In summary, there is a huge difference between our two Reflexive Functions. Mandelbrot’s Fractal Equation reveals the deterministic results of particular events. The Living Algorithm reveals the fuzzy shape of living processes associated with Attention. There is even a bigger difference between our two types of logic. Matter’s Set-Based Logic is Absolutist, true or false in all cases. Fractal Logic is particular, with truth evaluated on a case-by-case basis. Further, Fractal Logic is based in replicating patterns. The LA’s Pulse and Triple Pulse are examples of these replicating patterns as applied to Attention.
What is the significance of these differences?

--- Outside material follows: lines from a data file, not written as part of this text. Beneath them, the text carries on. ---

PR #265, opened 2026-06-11
Add support for three-part column references

malensek:
This adds support for three-part column references:

```sql
SELECT schema.table.column FROM table;
```
So something like `SELECT catalog.students.grade FROM students;` will populate the schema field in `Expr`:

```c++
expr->schema = "catalog";
expr->table = "students";
expr->name = "grade";
```

The changes are fairly light:
  - Added a grammar entry for `IDENTIFIER '.' IDENTIFIER '.' IDENTIFIER`
  - Added `Expr::makeColumnRef(char* schema, char* table, char* name)`
  - Added a test case covering this scenario

I have confirmed this passes the test suite and leak test on Linux 6.18.35-1-lts and test suite on macOS 26.5.1. I also see that the repo has the Bison output checked in so I did so as well for this PR, but please let me know if I should exclude it or need to run with the same version of Bison that was previously used to generate the files.

Thanks for this great library, it's very clean and easy to work with!

### DIFF
--- a/src/parser/bison_parser.y
+++ b/src/parser/bison_parser.y
@@ -1230,6 +1230,7 @@ between_expr : operand BETWEEN operand AND operand { $$ = Expr::makeBetween($1, 
 
 column_name : IDENTIFIER { $$ = Expr::makeColumnRef($1); }
 | IDENTIFIER '.' IDENTIFIER { $$ = Expr::makeColumnRef($1, $3); }
+| IDENTIFIER '.' IDENTIFIER '.' IDENTIFIER { $$ = Expr::makeColumnRef($1, $3, $5); }
 | '*' { $$ = Expr::makeStar(); }
 | IDENTIFIER '.' '*' { $$ = Expr::makeStar($1); };
 
--- a/src/parser/bison_parser.cpp
+++ b/src/parser/bison_parser.cpp
@@ -1,8 +1,9 @@
-/* A Bison parser, made by GNU Bison 3.0.4.  */
+/* A Bison parser, made by GNU Bison 3.8.2.  */
 
 /* Bison implementation for Yacc-like parsers in C
 
-   Copyright (C) 1984, 1989-1990, 2000-2015 Free Software Foundation, Inc.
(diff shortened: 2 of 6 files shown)


src/parser/bison_parser.y
```diff
@@ -1230,6 +1230,7 @@ between_expr : operand BETWEEN operand AND operand { $$ = Expr::makeBetween($1,
 
 column_name : IDENTIFIER { $$ = Expr::makeColumnRef($1); }
 | IDENTIFIER '.' IDENTIFIER { $$ = Expr::makeColumnRef($1, $3); }
+| IDENTIFIER '.' IDENTIFIER '.' IDENTIFIER { $$ = Expr::makeColumnRef($1, $3, $5); }
```
dey4ss: There already is a `table_name` definition. Can we just reuse it here, e.g., replace `IDENTIFIER '.' IDENTIFIER {...}` with `table_name '.' IDENTIFIER {...}` and use the already parsed schema and table name in the body?

src/parser/bison_parser.y
```diff
@@ -1230,6 +1230,7 @@ between_expr : operand BETWEEN operand AND operand { $$ = Expr::makeBetween($1,
...
 | '*' { $$ = Expr::makeStar(); }
 | IDENTIFIER '.' '*' { $$ = Expr::makeStar($1); };
```
dey4ss: For consistency: I guess this does also apply to `SELECT <table_name>.*`. Can you add it here as well (with a test)?

dey4ss (commented):
Thank you for your contribution! I have two small questions.

src/parser/bison_parser.y
malensek: Will do!

src/parser/bison_parser.y
malensek: Oh, that is a good idea... Initially I tried this directly with `table_name` but it produced a conflict between `table_name` and `column_name`, but perhaps a new definition could be used in both places. Let me know if there a better way to do it... I'll update the PR in a bit.

malensek:
Thanks a lot for reviewing this -- just updated the PR with the changes. Let me know if I can tweak this more.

The logic of the system determines the nature of the answer. Matter’s Set Logic enables precise predictions of specific results. The Fractal Logic of recursive functions, e.g. Mandelbrot’s equation and Life’s Living Algorithm, enables the identification of patterns.
To apply Set Logic’s precision to Attention’s interactive feedback loops is misguided foolishness. Doomed to failure, this quest will never be able to reveal the underlying mechanisms that shape an organism’s intentional behavior. Rather than precise predictions, the best we can hope for is to identify the natural rhythms of Attention.

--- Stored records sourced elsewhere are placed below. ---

PR #1408, opened 2024-03-06
Revert "Update document to mention Nginx server-streaming support"

dimo414:
Reverts grpc/grpc-web#1403 - it's not clear (and, I suspect, unlikely) that Nginx actually supports gRPC-web.


sampajano (approved):
@dimo414 Thanks for help pushing for more accurate documentation! 😃

PR #1418, opened 2024-04-02
Use `docker compose` instead of `docker-compose`

sampajano:
The latter seems deprecated :)


sampajano:
Seems our CI runtime isn't prime for `docker compose` yet :)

Feedback can also be a problem for Matter. The scientific community has generated the impression that they can make precise predictions regarding all material behavior. Perhaps ideally, but not pragmatically. Set Logic is a great metaphor for Matter, but it falls apart at the edges, just like any other metaphor. Because of an obsession with a deterministic mindset (fuels a feeling of superiority and control), mathematicians and scientists tend to obscure the metaphoric nature of the relationship.
Where are the metaphoric flaws? There are a few significant caveats to the absolute predictability of Matter. First, precision is possible, but only if the initial conditions are clearly defined. Second, the number of factors must be small. Third, it helps if the system is closed. Let us provide some examples.
When objects are engaged in feedback loops, they are subject to the same type of predictive opacity that plagues living systems. For instance, it is virtually impossible to predict the location of a simple pool ball after multiple ricochets (one or two is easy). Why? The multiplication of angles with each bounce.
Due to the exorbitant time frame, the same difficulty holds true for astronomy. Because of the endlessness of planetary orbits, a third body (ever so small and in the wrong spot) could eventually (after millions of cycles) actually change a planet’s trajectory in significant ways. In other words, feedback loops, even though non-intentional, corrupt the projections of material behavior just as with living behavior.
When the number of factors are large and the system is open, prediction also becomes a problem. Modern technology is based upon limiting the number of variables that influence the outcome. This strategy works great inside a closed box, e.g. a car, computer or a rocket ship. Controllable variables in a closed system. Perfect.
However, the same deterministic mathematical strategy falls apart when analyzing the myriad variables of an open system. While scientists can send a rocket into outer space and predict its course for years to come, they are unable to make accurate long-term predictions regarding the weather. Despite all the closed box technology at their disposal, the best meteorologists can do is make short term predictions and identify long term weather patterns, e.g. cold in the winter and warm in the summer.
Due to intentionality, the individual behavior of living systems is even harder to predict than the weather – virtually impossible. However as with the weather, it is possible to identify rough patterns that govern our intentional behavior. And by exerting personal intentionality, we can ride the waves of these patterns to optimize our life experience.
So please don’t hold Attention to the same idealized predictive standards as Matter. Even objects are subject to the predictive opacity of feedback loops. Further myriad small factors in an open material system generate the same scientific confusion as in living systems. Add Intention into the mix and Pattern identification is the best we can hope for with Attention.